● Data records
▼▼▼

PR #142, opened 2016-02-18
Handle arbitrary year in Copyright.  Fixes #139.

### LINKED ISSUE #139: add_copyright.py --check doesn't handle "Copyright 2016"
It currently only admits "Copyright 2015".  It should allow any year.

dekimir:
Also bump the newly inserted copyright messages to 2016.

### DIFF
--- a/utils/add_copyright.py
+++ b/utils/add_copyright.py
@@ -23,9 +23,11 @@ with status 1 if any such files are found, 0 if none.
 import fileinput
 import fnmatch
 import os
+import re
 import sys
 
-COPYRIGHT = 'Copyright 2015 The Shaderc Authors. All rights reserved.'
+COPYRIGHTRE = re.compile('Copyright \d+ The Shaderc Authors. All rights reserved.')
+COPYRIGHT = 'Copyright 2016 The Shaderc Authors. All rights reserved.'
 LICENSED = """
 Licensed under the Apache License, Version 2.0 (the "License");
 you may not use this file except in compliance with the License.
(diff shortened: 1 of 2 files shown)


dekimir:
Also handle empty files and files with nothing but empty lines or shebangs.

utils/add_copyright.py
```diff
@@ -88,13 +90,14 @@ def insert_copyright(glob, comment_prefix):
...
         for line in fileinput.input(file, inplace=1):
-            if line == copyright:
-                has_copyright = True
+            has_copyright = has_copyright or COPYRIGHTRE.search(line)
             if not has_copyright and not skip(line):
                 sys.stdout.write(copyright)
                 sys.stdout.write(licensed)
                 has_copyright = True
             sys.stdout.write(line)
+        if not has_copyright:
```
dneto0: I guess this covers the case of an initially empty file?
Ok by me.

utils/add_copyright.py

▲▲▲

All lines containing "year" in the material above should appear in your reply, copied exactly.

Handle arbitrary year in Copyright.  Fixes #139.
It currently only admits "Copyright 2015".  It should allow any year.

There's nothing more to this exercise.